I like Buddhism - Buddhism is the only one I know of that will actually let you practice whatever religion you are now, and Buddhism, at the same time. This is because the Buddha taught that his followers should not just accept what others say and believe, letting everything rest on "faith" -- but they should study and consider and try things, and when they find what they believe to be true and right and they can see from watching those who are wise that it is true, and right, then they should follow that path.

I want to encourage critical thinking. which does not only apply to religion, but to life in general. I used to have a problem with the fact that my boyfriend (now ex) is an atheist. Until i got it that atheists don't attempt to base their values and principles on the commands of any gods — nor is such a foundation necessary.
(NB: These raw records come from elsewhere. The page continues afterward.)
PR #615, opened 2025-05-05
[DIA-5359] Add `preferences` to iOS SDK

Nevazhnovu:
[DIA-5359](https://sourcepoint.atlassian.net/browse/DIA-5359) [iOS] integrate mobile-core with preferences

### DIFF
--- a/ConsentViewController/Classes/SourcePointClient/Adapters.swift
+++ b/ConsentViewController/Classes/SourcePointClient/Adapters.swift
@@ -161,6 +161,8 @@ extension SPMobileCore.SPCampaignType {
             return .usnat
         case "IOS14":
             return .ios14
+        case "Preferences":
+            return .preferences
 
         default:
             return .unknown
@@ -453,6 +455,7 @@ extension SPCampaignType {
         case .ccpa: return .ccpa
         case .usnat: return .usnat
         case .ios14: return .ios14
+        case .preferences: return .preferences
         case .unknown: return .unknown
         }
     }
@@ -501,6 +504,7 @@ extension SourcepointClientCoordinator.State {
             ccpa: self.ccpa.toCore(metaData: self.ccpaMetaData),
             usNat: self.usnat.toCore(metaData: self.usNatMetaData),
             ios14: self.ios14.toCore(),
+            preferences: emptyPreferencesCampaign(),
             authId: self.storedAuthId,
             propertyId: Int32(propertyId),
             accountId: Int32(accountId),
@@ -593,6 +597,23 @@ extension SourcepointClientCoordinator.State.AttCampaign? {
     }
 }
 
+func emptyPreferencesCampaign() -> SPMobileCore.State.PreferencesState {
+    return SPMobileCore.State.PreferencesState(
+        metaData: SPMobileCore.State.PreferencesStatePreferencesMetaData(
+            configurationId: "",
+            additionsChangeDate: SPDate(date: Date.distantPast).toCore(),
+            legalDocLiveDate: nil
+        ),
+        consents: SPMobileCore.PreferencesConsent(
+            dateCreated: nil,
+            messageId: nil,
+            status: nil,
+            rejectedStatus: nil,
+            uuid: nil
+        )
+    )
+}
+
 extension SourcepointClientCoordinator.State.GDPRMetaData? {
     func toCore() -> SPMobileCore.State.GDPRStateGDPRMetaData {
         return SPMobileCore.State.GDPRStateGDPRMetaData.init(
@@ -662,7 +683,14 @@ extension SPCampaigns {
             gdpr: gdpr.toCore(),
             ccpa: ccpa.toCore(),
             usnat: usnat.toCore(),
-            ios14: ios14.toCore()
+            ios14: ios14.toCore(),
+            preferences: SPMobileCore.SPCampaign(
+                targetingParams: [:],
+                groupPmId: nil,
+                gppConfig: nil,
+                transitionCCPAAuth: nil,
+                supportLegacyUSPString: nil
+            )
         )
     }
 }
--- a/ConsentViewController/Classes/SPCampaignType.swift
+++ b/ConsentViewController/Classes/SPCampaignType.swift
@@ -8,7 +8,7 @@
 import Foundation
 
 @objc public enum SPCampaignType: Int, Equatable {
-    case gdpr, ios14, ccpa, usnat, unknown
+    case gdpr, ios14, ccpa, usnat, preferences, unknown
 }
 
 extension SPCampaignType: Codable {
@@ -20,6 +20,7 @@ extension SPCampaignType: Codable {
         case .ccpa: return "CCPA"
         case .ios14: return "ios14"
         case .usnat: return "usnat"
+        case .preferences: return "preferences"
         default: return "unknown"
         }
     }
@@ -30,6 +31,7 @@ extension SPCampaignType: Codable {
         case "CCPA": self = .ccpa
         case "ios14": self = .ios14
         case "usnat": self = .usnat
+        case "preferences": self = .preferences
         default: self = .unknown
         }
     }
--- a/ConsentViewController/Classes/SPCampaigns.swift
+++ b/ConsentViewController/Classes/SPCampaigns.swift
@@ -108,7 +108,7 @@ public typealias SPTargetingParams = [String: String]
 /// a active vendor list of that legislation.
 @objcMembers public class SPCampaigns: NSObject {
     public let environment: SPCampaignEnv
-    public let gdpr, ccpa, usnat, ios14: SPCampaign?
+    public let gdpr, ccpa, usnat, ios14, preferences: SPCampaign?
 
     override public var description: String {
         """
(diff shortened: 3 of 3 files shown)


ConsentViewController/Classes/Consents/SPPreferencesConsent.swift
```diff
@@ -0,0 +1,80 @@
...
+    public var uuid: String?
+    public var status, rejectedStatus: [PreferencesStatus]?
+
+
+    init(
+        dateCreated: SPDate,
+        messageId: String? = nil,
+        uuid: String? = nil,
+        status: [PreferencesStatus]?,
+        rejectedStatus: [PreferencesStatus]?
```
andresilveirah, line 23: Can we add `nil` as default params for both `status` and `rejectedStatus`?  and do they really need to be optional? I think it's a good practice to try and avoid optionals unless it's really a necessity.

ConsentViewController/Classes/Consents/SPPreferencesConsent.swift
```diff
@@ -0,0 +1,80 @@
...
+            - status: \(status ?? [])
+            - rejectedStatus: \(rejectedStatus ?? [])
+        )
+        """
+    }
+
+    public static func empty() -> SPPreferencesConsent { SPPreferencesConsent(
+        dateCreated: .now(),
+        status: [],
+        rejectedStatus: []
```
andresilveirah, line 49: once `status` and `rejectedStatus` have defaults, we won't need to declare them here.

ConsentViewController/Classes/Consents/SPPreferencesConsent.swift
```diff
@@ -0,0 +1,80 @@
...
+    )}
+
+    public func copy(with zone: NSZone? = nil) -> Any {
```
andresilveirah, line 52: Why is that `zone` parameter there?

ConsentViewController/Classes/Consents/SPPreferencesConsent.swift
```diff
@@ -0,0 +1,80 @@
...
+            status: status,
+            rejectedStatus: rejectedStatus
+        )
+    }
+}
+
+extension SPPreferencesConsent {
+    public struct PreferencesStatus: Codable {
+        var categoryId: Int
+        var channels: [PreferencesChannels]?
```
andresilveirah, line 66: Same here, could we make channels not optional and have a empty collection as default?

ConsentViewController/Classes/Consents/SPPreferencesConsent.swift
```diff
@@ -0,0 +1,80 @@
...
+        var changed: Bool?
+        var dateConsented: SPDate?
+        var subType: PreferencesSubType? = PreferencesSubType.Unknown
```
andresilveirah, line 69: and maybe add nil as default of `changed` and `dateConsented`

ConsentViewController/Classes/Consents/SPUserData.swift
```diff
@@ -66,10 +66,14 @@ public class SPConsent<ConsentType: Codable & Equatable & NSCopying>: NSObject,
     /// - SeeAlso: `SPCCPAConsent`
     public let ccpa: SPConsent<SPCCPAConsent>?
 
-    /// Consent data for USNat. This attribute will be nil if your setup doesn't include a CCPA campaign
+    /// Consent data for USNat. This attribute will be nil if your setup doesn't include a USNat campaign
```
andresilveirah, line 69: nice catch 👍

ConsentViewController/Classes/SourcePointClient/Adapters.swift
```diff
@@ -255,6 +257,48 @@ extension SPMobileCore.USNatConsent {
...
+        case .termsandconditions: return .TermsAndConditions
+        case .termsofsale: return .TermsOfSale
+        case .unknown: return .Unknown
+        default: return .Unknown
+        }
+    }
+}
+
+extension SPMobileCore.PreferencesConsent.PreferencesStatusPreferencesChannels {
+    func toNative() -> SPPreferencesConsent.PreferencesChannels { return .init(channelId: Int(self.channelId), status: self.status) }
```
andresilveirah, line 275: when a function has a single expression, the `return` keyword can be omitted. 

Could you remove it?

ConsentViewController/Classes/SourcePointClient/Adapters.swift
```diff
@@ -255,6 +257,48 @@ extension SPMobileCore.USNatConsent {
...
+}
+
+extension SPMobileCore.PreferencesConsent.PreferencesStatus {
+    func toNative() -> SPPreferencesConsent.PreferencesStatus {
+        return .init(
```
andresilveirah, line 280: same goes here, removing `return`

ConsentViewController/Classes/SourcePointClient/Adapters.swift
```diff
@@ -255,6 +257,48 @@ extension SPMobileCore.USNatConsent {
...
+            changed: self.changed?.boolValue,
+            dateConsented: SPDate(string: self.dateConsented?.instantToString() ?? SPDate.now().originalDateString),
+            subType: self.subType.toNative()
+        )
+    }
+}
+
+extension SPMobileCore.PreferencesConsent {
+    func toNative() -> SPPreferencesConsent {
+        return .init(
```
andresilveirah, line 292: and here also

ConsentViewController/Classes/SourcePointClient/Adapters.swift
```diff
@@ -255,6 +257,48 @@ extension SPMobileCore.USNatConsent {
...
+            dateCreated: SPDate(string: self.dateCreated?.instantToString() ?? SPDate.now().originalDateString),
+            messageId: String(Int(truncating: self.messageId ?? 0)),
```
andresilveirah, line 294: are you sure `messageId` shouldn't be optional? it feels strange having to pass a default value of `0`  to it. I'm concerned this might affect reporting.

ConsentViewController/Classes/SourcePointClient/Adapters.swift
```diff
@@ -282,12 +326,22 @@ extension SPUserDataSPConsent<USNatConsent>? {
     }
 }
 
+extension SPUserDataSPConsent<PreferencesConsent>? {
+    func toNative() -> SPConsent<SPPreferencesConsent>? {
+        return SPConsent<SPPreferencesConsent>.init(
```
andresilveirah, line 331: and again here regarding remove `return`

ConsentViewController/Classes/SourcePointClient/Adapters.swift
```diff
@@ -593,6 +649,23 @@ extension SourcepointClientCoordinator.State.AttCampaign? {
     }
 }
 
+func emptyPreferencesCampaign() -> SPMobileCore.State.PreferencesState {
```
andresilveirah, line 652: What do you think of renaming this method to `emptyPreferencesState`?

ConsentViewController/Classes/SourcePointClient/Adapters.swift
```diff
@@ -501,6 +556,7 @@ extension SourcepointClientCoordinator.State {
             ccpa: self.ccpa.toCore(metaData: self.ccpaMetaData),
             usNat: self.usnat.toCore(metaData: self.usNatMetaData),
             ios14: self.ios14.toCore(),
+            preferences: emptyPreferencesCampaign(),
```
andresilveirah, line 559: Why are we initializing state with empty preferences data?

ConsentViewController/Classes/Consents/SPPreferencesConsent.swift
Nevazhnovu: @andresilveirah This is done to conform to the obj-c protocol `NSCopying`, the same way as other campaigns do

ConsentViewController/Classes/SourcePointClient/Adapters.swift
Nevazhnovu: I was referencing https://github.com/SourcePointUSA/android-cmp-app/pull/859 PR

ConsentViewController/Classes/SourcePointClient/Adapters.swift
Nevazhnovu: @andresilveirah `messageId` in Swift is a `String?` and  `messageId` in Kotlin is an `Int?`. 
Casting Kotlin's optional `Int?` into Swift's `Int` is tricky and requires a `?? 0` fallback, as Swift's `Int` cast does not want null.
The best we can do here is
> messageId: self.messageId != nil ? String(Int(truncating: self.messageId ?? 0)) : nil,

ConsentViewController/Classes/SourcePointClient/Adapters.swift
Nevazhnovu: @andresilveirah this is used as a part of data migration from native SDK data storage to mobile core data storage on the first-ever launch. 
There are 2 use cases:
1. The user had some other campaign data in the native SDK storage. Since we previously didn't have `preferences`, we need to fill the state with an empty `preferences` campaign object.
2. If there is no consent exists in data storage, neither in native nor in core, we need an empty `preferences` to initialize the core's data storage

ConsentViewController/Classes/Consents/SPPreferencesConsent.swift
Nevazhnovu: Linters say to remove nil. 
>Redundant Optional Initialization Violation: Initializing an optional variable with nil is redundant (redundant_optional_initialization)

PR #635, opened 2025-09-03
Fix compile issue

jonas-collide:
Seems like the iOS SDK does not compile since 7.12.2


andresilveirah:
Thanks for the PR @jonas-collide . Can you help me understand your local setup? The SDK compiles just fine for me, using:
```
Apple Swift version 6.1.2 (swiftlang-6.1.2.1.2 clang-1700.0.13.5)
Target: arm64-apple-macosx15.0
```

Atheists may rely upon any number of different foundations for morality, but a common one will be empathy for other human beings - which is shared across all religions.

Empathy for other human beings is hugely superior to basing morality on the alleged commands of an alleged deity/ religion because if a child merely learns to obey orders, then he /she won't learn enough about how to reason out moral dilemmas in new situations — a vital skill given how technologies such as the biological sciences and discoveries  keep advancing and creating new explorable  possibilities for us. Empathy, never ceases to be dominant and is always crucial when it comes to evaluating new dilemmas.

Religion is not necessary for explaining who we are and why we are here. I think kids are indoctrinated with religious dogmas that are contrary to reality. Why do i need to instill fear? I need to instill free thought and a thinking mind that evaluates, other than one that is frightened and coerced into beliefs. Simply because fear is what makes people do things, i don't necessarily think it's the right way around things. Let me digress a bit... Fear is what makes you not do the things you want to do in life. It's what holds you back. What forms our religious backgrounds constitutes into the people we become as adults. The fear of tribulation goes beyond hell fire and brimstones, it boils down to fear of experimentation and breaking through barriers to see what lies beyond what you know, what society has.

I will encourage my kids to go to church, synagogue, mosque, temple...all of them. I will let them see how other worship, the rituals..., why they believe what they believe, it's not about having a Sunday tradition for me to be carried on like a family name.. You taking them to church, as i said earlier, does not indicate a willingness to let them choose. It's setting them free,  but having a long invisible rope around their legs. They can only get so far, before the going to church biases them into Christianity.